Meanwhile, Article 1(4) of the former Value-Added Tax Act (wholly amended by Act No. 11873, Jun. 7, 2013) provides that “the supply of goods or services essential for the supply of goods or services, which are the main transaction, shall be deemed to be included in the supply of goods or services, which is the main transaction.” Article 12(3) provides that “the supply of goods or services essential for the supply of exempt goods or services shall be deemed to be included in the supply of goods or services.” Article 3 subparag. 2 of the former Enforcement Decree of the Value-Added Tax Act (wholly amended by Presidential Decree No. 24638, Jun. 28, 2013) provides that “The supply of goods or services, which is the main transaction, shall be deemed to be included in the supply of goods or services, shall be deemed to be ordinarily included in the supply of goods or services.” Article 14(1)2 of the Value-Added Tax Act provides that “The supply of goods or services, which is ordinarily included in the supply of goods or services.”

In addition, the interpretation of tax laws and regulations shall be interpreted in accordance with the text of the law, barring special circumstances, by denying the requirements for taxation or the requirements for non-taxation or tax reduction and exemption under the principle of no taxation without law, and it is not allowed to expand or conceal without reasonable grounds, and in particular, it accords with the principle of fair taxation to strictly interpret the provisions that clearly consider the requirements for reduction and exemption as preferential provisions (see, e.g., Supreme Court Decision 2008Du1594, Oct. 9, 2008)
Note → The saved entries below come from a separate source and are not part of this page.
PR #457, opened 2017-07-24
[B] Fix issue with reader return text not wrapping

SMaxOwok:


SMaxOwok:
screen shot 2017-07-21 at 10 04 50 am
screen shot 2017-07-21 at 10 04 53 am

client/src/theme/Components/reader/_return-menu.scss
```diff
@@ -58,6 +58,8 @@
       margin-bottom: -4px;
       font-size: 0.692em;
       color: $neutral50;
+      overflow-wrap: break-word;
```
naomiyaki: Looks good! Max, can you put a comment here saying that we're using both attributes to support older browsers?
You can site this too.

SMaxOwok:
This will be fixed with #401

PR #462, opened 2017-07-25
[B] Fix project hero buttons wrapping

### LINKED ISSUE #453: When typekit is disabled, read button wraps
screen shot 2017-07-24 at 9 46 58 am

SMaxOwok:
[Fixes #453]

### DIFF
--- a/client/src/theme/Components/browse/project/_hero.scss
+++ b/client/src/theme/Components/browse/project/_hero.scss
@@ -246,7 +246,7 @@
     }
 
     .project-entry {
-      max-width: 210px;
+      display: inline-block;
       margin-top: 34px;
 
       &.top {
@@ -262,7 +262,7 @@
         display: none;
 
         @include respond($break75) {
-          display: block;
+          display: inline-block;
         }
       }
 
@@ -272,7 +272,7 @@
     }
 
     .button-secondary {
-      width: 100%;
+      display: block;
 
       + .button-secondary {
         margin-top: 14px;


zdavis:
I'm rejecting this because it feels like an unsustainable way to fix this problem. In all programming, you need to think about separation of concerns (https://en.wikipedia.org/wiki/Separation_of_concerns). Your solution here is coupling the project hero component to the presence of a typekit setting so that it can add a very specific class. How would this scale across other components? Do we have to couple the components to our typekit settings every time there's a display discrepency? That feels really unsustainable.

This should be a simple style change. There are classes on the <HTML> element that are applied if typekit is loaded. I would think that the default styling of this button (or the container) would work with our fallback fonts, and if typekit is loaded then we could use the typekit classes to set more appropriate styles. I don't really see why Javascript should be involved at all.

@naomiyaki might have thoughts here as well.

zdavis:
@naomiyaki Can you look at this? Does it make sense to have this declaration in a separate typekit partial? To my mind, it would be better to have the override present in the _hero partial where it can be seen in context. Do you agree?

naomiyaki:
It's true that this is an issue when typekit isn't loaded, but it's also not to blame.
Here's what we're trying to achieve:
Two buttons, each with one line of text
Both of them need to be the same width, and not wrap.

Naomi's old (clearly not quite right) solution:
Wrap two 100% width buttons in a 210px wrapper. This is a problem because the buttons can still wrap.
We could prevent wrapping with white-space no-wrap, but this could get bad if the buttons are indeed really long.

Instead, the wrapper around the buttons should have no explicit width, and be an inline block.
This way, it will always be the width of its largest child automatically.

That way, both buttons can be as large as they need to be (And they can even have a min-width: 210px if needed) and always stay the same size. Here's what I mean!
https://codepen.io/naomirubin/pen/XamKLz

This should all be done in the same hero partial since it's a unique layout to these buttons. Please let me know if you need further help!

PR #1078, opened 2018-05-22
 [C] Refactor project authority abilities to be clearer

### LINKED ISSUE #999: Improve permissioned redirects in backend
Not all backend project routes redirect as expected

screen shot 2018-04-20 at 10 29 24 am

SMaxOwok:
Fixes #999


client/src/containers/backend/Content/Features/Detail.js
```diff
@@ -200,38 +201,47 @@ class FeatureDetailContainer extends PureComponent {
...
-                          Foreground, background, and markdown will not be
-                          displayed until the feature is saved.
-                        </span>
-                        <Layout.Splash feature={previewFeature} preview />
+      <HigherOrder.Authorize
+        entity="feature"
+        failureFatalError={{
+          detail: `You are not allowed to ${action} features.`
+        }}
+        ability={action}
```
zdavis: The action here can be either `update` or `create`. If we're updating, we should authorize against the instance, not the class ability. Something like this:

```
const authProps = isNew ? { entity: feature, action: "update" } : { entity: "feature", action: "create" }
return (
  <HigherOrder.Authorize {...authProps} otherProp="blah" />
```

api/app/authorizers/project_authorizer.rb
```diff
@@ -70,9 +68,65 @@ def makers_updatable_by?(user, _options = {})
...
+    socials.detect do |social|
+      __send__("#{social}_manageable_by?", user) ||
+        __send__("#{social}_creatable_by?", user)
+    end.present?
+  end
+
+  def events_manageable_by?(user, _options = {})
+    updatable_by?(user)
+  end
+
```
zdavis: Per slack, I'm refactoring this and will push a commit that DRYs this up.

client/src/containers/backend/Content/Pages/Detail.js
```diff
@@ -257,10 +260,19 @@ class PageDetailContainer extends PureComponent {
...
     const isNew = this.isNew(this.props);
+    const action = isNew ? "create" : "update";
 
-    if (isNew) return this.renderNew();
-    if (page) return this.renderExisting(page);
-    return null;
+    return (
+      <HigherOrder.Authorize
+        entity="feature"
+        failureFatalError={{
```
zdavis: Same issue as above with features. Need to authorize the instance in the case of update.

client/src/containers/backend/Permission/List.js
```diff
@@ -57,7 +57,7 @@ export class PermissionContainer extends PureComponent {
               }}
             />
           ) : null}
-          <HigherOrder.Authorize entity={entity} ability="updatePermissions">
+          <HigherOrder.Authorize entity={entity} ability="createPermissions">
```
zdavis: I wonder if we should wrap the List.SimpleList above with a check on manage permissions for the entity. Thoughts?

client/src/containers/backend/Project/Log.js
```diff
@@ -66,26 +68,35 @@ export class LogContainer extends PureComponent {
...
-        <Utility.Pagination
-          pagination={this.props.versionsMeta.pagination}
-          paginationPadding={3}
-          paginationClickHandler={this.pageChangeHandlerCreator}
-          paginationClass="secondary"
-        />
-      </React.Fragment>
+      <HigherOrder.Authorize
+        entity={project}
+        ability="update"
```
zdavis: Shouldn't this be authorizing against log_readable rather than update project?

client/src/containers/backend/Project/Resources.js
```diff
@@ -14,9 +16,16 @@ export default class ProjectResourcesContainer extends PureComponent {
     if (!project) return null;
 
     return (
-      <section>
-        <Resource.ResourcesList project={project} />
-      </section>
+      <HigherOrder.Authorize
+        entity={project}
+        ability={["manageResources"]}
```
zdavis: This should probably just be a string, no?

zdavis:
I reviewed this and made a few changes. I kind of re-worked c37438928210fe3cd0274cce98aa9ee929ea95cb so that it's more DRY, per our Slack conversation. I also added a commit onto the end of this branch that I think improves the whole top-level backend container redirect approach (see extended commit message). There are still a couple permission checks that seem wrong to me. Please make those changes, make sure CI passes, and we should be good to go.

client/src/containers/backend/Permission/List.js
SMaxOwok: The permissions container has a `managePermissions` ability check on it.  I think this is the right approach because it is validating a user has permission to see anything under the project permissions path.  This includes the list, but also edit, etc.  To me, I think think it makes sense to keep the "add" button check separate, but if not, it could be removed entirely as you cannot see the List without manage permissions.

SMaxOwok: https://github.com/ManifoldScholar/manifold/pull/1078/files#diff-a7c704a3d4c0102626ad9dece07eab24R23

B) Based on the details and legal principles of the above Acts and subordinate statutes, considering the following circumstances acknowledged by comprehensively considering the overall purport of arguments in Gap evidence Nos. 5 through 9, Eul evidence Nos. 7, 12, and 13 as a whole, it is difficult to view that the service of this case is a transaction practice and thus falls under the supply of the national housing of this case ordinarily incidental to, or naturally incidental to, the supply of the national housing of this case, and it is subject to value-added tax, separate from the supply of the national housing of this case. It does not change even if the plaintiff was awarded a contract for a new apartment construction work and a balcony expansion construction work from the instant enforcement company that had undertaken the business with the entire apartment unit by expanding the balcony, and

(1) The instant national housing is classified into balcony and structurally, and the national housing subject to value-added tax exemption is limited to the instant national housing.

① As a buffer space connecting the inside and outside of a building, a balcony refers to a space installed additionally to the outer wall of the building for the purpose of view, rest, etc. [Article 2 subparag. 14 of the former Enforcement Decree of the Building Act (amended by Presidential Decree No. 24443, Mar. 23, 2013) and Article 2 subparag. 14 of the Building Act]. The Enforcement Decree of the Building Act was amended by Presidential Decree No. 19163, Dec. 2, 2005, and Article 2(1)15 of the Building Act was newly established, the alteration of the balcony structure was legalized (amended by Presidential Decree No. 21098, Oct. 29, 2008). This is not an essential supply of a balcony, which is a buffer space connecting the inside and outside of the building, to improve the convenience of residents and the quality of residence, and thus, it is not a supply of a national housing, even after the expansion of the balcony, to supply national housing for various purposes, such as the balcony.

② A balcony is not included in the exclusive residential area calculated on the basis of the interior line of the outer wall of multi-family housing [Article 3(2) of the former Enforcement Decree of the Housing Act (amended by Presidential Decree No. 18733, Mar. 8, 2005); Article 2 of the former Enforcement Rule of the Housing Act (amended by Ordinance of the Ministry of Land, Infrastructure and Transport No. 427 and Article 353, Aug. 12, 2016)]; considering the size of the expanded balcony part, it is likely that it would exceed the area recognized as a national housing under the Housing Act; rather, it goes against the purport of the Restriction of Special Taxation Act that provides national housing or construction services for the stabilization of ordinary people’s residential stability.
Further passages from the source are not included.